Przekonują, że ich pomysł przyniesie same korzyści. Zmniejszy się m.in. ilość osób, z którymi trzeba będzie prowadzić rozmowy w sprawie wykupu gruntów.
Zdaniem Niezależnych proponowany przez nich wariant będzie skutkował m.in. korzystniejszym podziałem pól.
- Nie będzie sytuacji, w której zostaną małe części pól, do których okoliczni rolnicy będą mieli utrudniony dostęp. Straty dla rolników ulegną zmniejszeniu również dlatego, że zaproponowany przez nas wariant przebiega po glebach gorszych warstw bonitacyjnych – co będzie stanowiło ważny argument w rozmowach z właścicielami pól – przekonują.
Ponadto – ich zdaniem - poprzez przebieg drogi wzdłuż granic pól zmniejszy się ilość osób, z którymi będzie trzeba będzie prowadzić rozmowy w sprawie wykupu gruntów. Dzięki zmianom, które zaproponowali - jak tłumaczą - ulica Szwedzka (to właśnie w tym rejonie Kościelnej Wsi ma przebiegać trasa obwodnicy - przyp. red.) - pozostanie w tym samym kształcie, bez konieczności zmiany jej przebiegu.
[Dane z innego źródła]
PR #335, opened 2019-11-15
feat: --noClean option for build

hardfist:
I want to build multi file for my library, unfortunately tsdx will clean previous build assets, which makes it's hard to implement, It will be conveniently to let user decide whether to clean dist file
image


sw-yx:
thanks for your PR - please open issues for discussion first when you want to contribute features! especially when adding a new flag, since we want to make sure we dont add flag bloat. thank you.

PR #361, opened 2019-12-04
Remove unnecessary yarn install command in GH action

sw-yx:
this command is breaking the windows build for our CI and causing a lot of greenkeeper false positives. and based on [this](https://github.com/actions/setup-node/commit/57adacb752d56f434eed924bad6ef995a163861b) doesnt seem to be necessary

making this a PR in case this works for github


sw-yx:
aww yissss 
image

Issue #348, opened 2019-11-22
Bump Typescript to `typescript@^3.7`


NoahZinsmeister:
I'd love to use the latest [Typescript release](https://www.typescriptlang.org/docs/handbook/release-notes/typescript-3-7.html) with tsdx, and unless I'm mistaken tsdx always uses its own hard-coded version when building, which can't be overridden by a local version.

tlaak:
I would also be interested in using the latest version as it supports optional chaining. Is this something that can be achieved by using a configuration?

sw-yx:
it could but we should also update our TS version. i'll have a look

jeanbenitez:
https://github.com/jaredpalmer/tsdx/pull/363 closes this. it isn't?

NoahZinsmeister:
yeah the github auto-close issue thing must have been broken

Issue #341, opened 2019-11-20
deprecated rollup-plugin-json & rollup-plugin-replace


isubasti:
rollup-plugin-json & rollup-plugin-replace packages was moved to a new repo and the old ones are no longer being maintained

```
warning tsdx > rollup-plugin-json@4.0.0: This module has been deprecated and is no longer maintained. Please use @rollup/plugin-json.
warning tsdx > rollup-plugin-replace@2.2.0: This module has moved and is now available at @rollup/plugin-replace. Please update your dependencies. This version is no longer maintained.
```

sw-yx:
thanks, will roll this up in to a dep bump PR

PR #362, opened 2019-12-04
update all deps including typescript 3.7

sw-yx:
update deps and run tests all at once since greenkeeper was kinda broken

also closes https://github.com/jaredpalmer/tsdx/issues/341

and closes https://github.com/jaredpalmer/tsdx/issues/348


sw-yx:
ugh why is this `Error: Cannot find module '../package.json'` on windows

PR #364, opened 2019-12-04
update rollup deps and plugins

sw-yx:
continuing incremental dep upgrades since https://github.com/jaredpalmer/tsdx/pull/362 failed

closes https://github.com/jaredpalmer/tsdx/issues/341


sw-yx:
weird, this passes too...

Issue #424, opened 2020-01-10
Deprecate Node 8 support?


sw-yx:
### Current Behavior

Node 8 is EOL. things are starting to have hard Node 10 dependencies: https://github.com/jaredpalmer/tsdx/pull/422

Should we move our test matrix up and document that Node 8 is not supported?

### Desired Behavior

as above

### Suggested Solution

move our test matrix up and document that Node 8 is not supported

jaredpalmer:
Yep 👍🏻

PR #426, opened 2020-01-11
Deprecate Node 8 support

sw-yx:
closes https://github.com/jaredpalmer/tsdx/issues/424#issuecomment-573202098

also begins Node 13 in preparation for for Node 14 release in April (goes LTS in Oct this year)

recheck https://github.com/jaredpalmer/tsdx/pull/422 once merged


sw-yx:
ubuntu is failing again. i dont have any ideas why at all; this is looking rather persistent.

PR #429, opened 2020-01-13
Run tests in series with --runInBand

jaredpalmer:
Adding `--runInBand` which runs the test in a series instead of in parallel IIRC. This is what I believe was causing the race conditions

### DIFF
--- a/.github/workflows/nodejs.yml
+++ b/.github/workflows/nodejs.yml
@@ -1,6 +1,8 @@
 name: Node CI
 
-on: [push, pull_request]
+on:
+  pull_request:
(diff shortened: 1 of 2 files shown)


agilgur5:
Related to #403 which was a similar attempt.

Root cause of most CI issues (missing `*.d.ts` type declaration files) was fixed in #504 so this is _probably_ not necessary anymore unless the Windows issue mentioned in #403 (`EPERM` on creating directories) was fixed by this.
I'm not sure as the errors were different but the missing declaration one happened _very_ frequently and `EPERM` happened occasionally. `EPERM` hasn't been seen in a while.

PR #436, opened 2020-01-20
Respect custom tsconfig path for esModuleInterop

tricoder42:
When custom `tsconfig` is used (e.g. `tsdx build --tsconfig tsconfig.build.json`), it is ignored in `createRollupConfig`.

For example, this causes bug in reach-ui build https://github.com/reach/reach-ui/issues/434. They use `tsconfig.build.json`, which is being ignore and the build files are missing `Object.defineProperty(exports, '__esModule', { value: true });`.

### DIFF
--- a/src/createRollupConfig.ts
+++ b/src/createRollupConfig.ts
@@ -45,7 +45,7 @@ export async function createRollupConfig(
 
   let tsconfigJSON;
   try {
-    tsconfigJSON = await fs.readJSON(paths.tsconfigJson);
+    tsconfigJSON = await fs.readJSON(opts.tsconfig || paths.tsconfigJson);
   } catch (e) {}
 
   return {


tricoder42:
@agilgur5 Both commit and PR were renamed. Thanks for the review! 👍

chancestrickland:
Hey @sw-yx / @agilgur5 anything I can do to help get this merged, or perhaps maybe you know of a workaround in the mean time? A few of our packages in Reach UI use default exports and are broken as it stands. Many thanks for your work on this!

- Warto także dodać, że postulowany wariant będzie tylko nieco odmienny od obecnie planowanego przebiegu, nadal pozostanie w granicach gminy Gołuchów. Dzięki tej niewielkiej zmianie będzie można osiągnąć wielkie korzyści – twierdzą Niezależni.
Kluczową kwestią w przedmiotowej sprawie - jak przekonują Niezależni - jest ogromne poparcie społeczne dla proponowanego przez nich wariantu wyrażone przez okolicznych mieszkańców, w tym rolników.
Co na to wójt Marek Zdunek?
- Przekazałem pismo radnych klubu Niezależnych do Generalnej Dyrekcji Dróg Krajowych i Autostrad. Dodatkowo w porozumieniu urbanistą oddzielnie wyraziłem poparcie dla tej propozycji. (…) Zresztą, zawsze byłem zwolennikiem wyboru wariantu najbardziej korzystnego dla naszych mieszkańców – komentuje Zdunek.
Kiedy zapadną ostateczne decyzje - dotyczące wyboru wariantu obwodnicy?
– W najbliższym czasie – sugeruje.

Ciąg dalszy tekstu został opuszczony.